In this case, when a county is being clicked, we catch the county id (name) and plot the daily new cases time series as we did above, making it a app-style interactive map.
def layer_on_click(**kwargs):
global ax2
ax2.cla() # clear previous plot
county_name=kwargs["id"] # get the id (name) of the clicked county
one_county = df[df["CountyName"]==county_name].set_index("ReportDate") # extract data for this county
one_county.CasesChange.plot(ax=ax2, title='COVID-19 Daily Cases - {}'.format(county_name)) # plot time series
fig2, ax2 = plt.subplots(1,1, figsize=(9,4))

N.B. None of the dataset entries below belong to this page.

PR #452, opened 2022-11-25
[nad] Improve diagram metadata

flo-dup:

No

Code simplification

Metadata formats coordinates according to default locale `Locale`.
Metadata objects are the same for BusNode and Node, whereas they may contain different attributes.
When writing metadata objects, one needs to know whether they have already been prefixed or not.
metadata package has a dependence on other packages

Metadata coordinates are `String`, hence already formatted.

fig2.suptitle("(Click on the Map to view COVID-19 Daily Cases)")
layer.on_click(layer_on_click) # monitor mouse click event on the layer
map
This metric is selected for demo purpose only. Using this single metric alone may mislead you! For example, say a county's covid cases have been pretty bad and are on the top of the curve for a long time. However the weekly change rate could be a relative small value because numbers of new cases between thest weeks are close.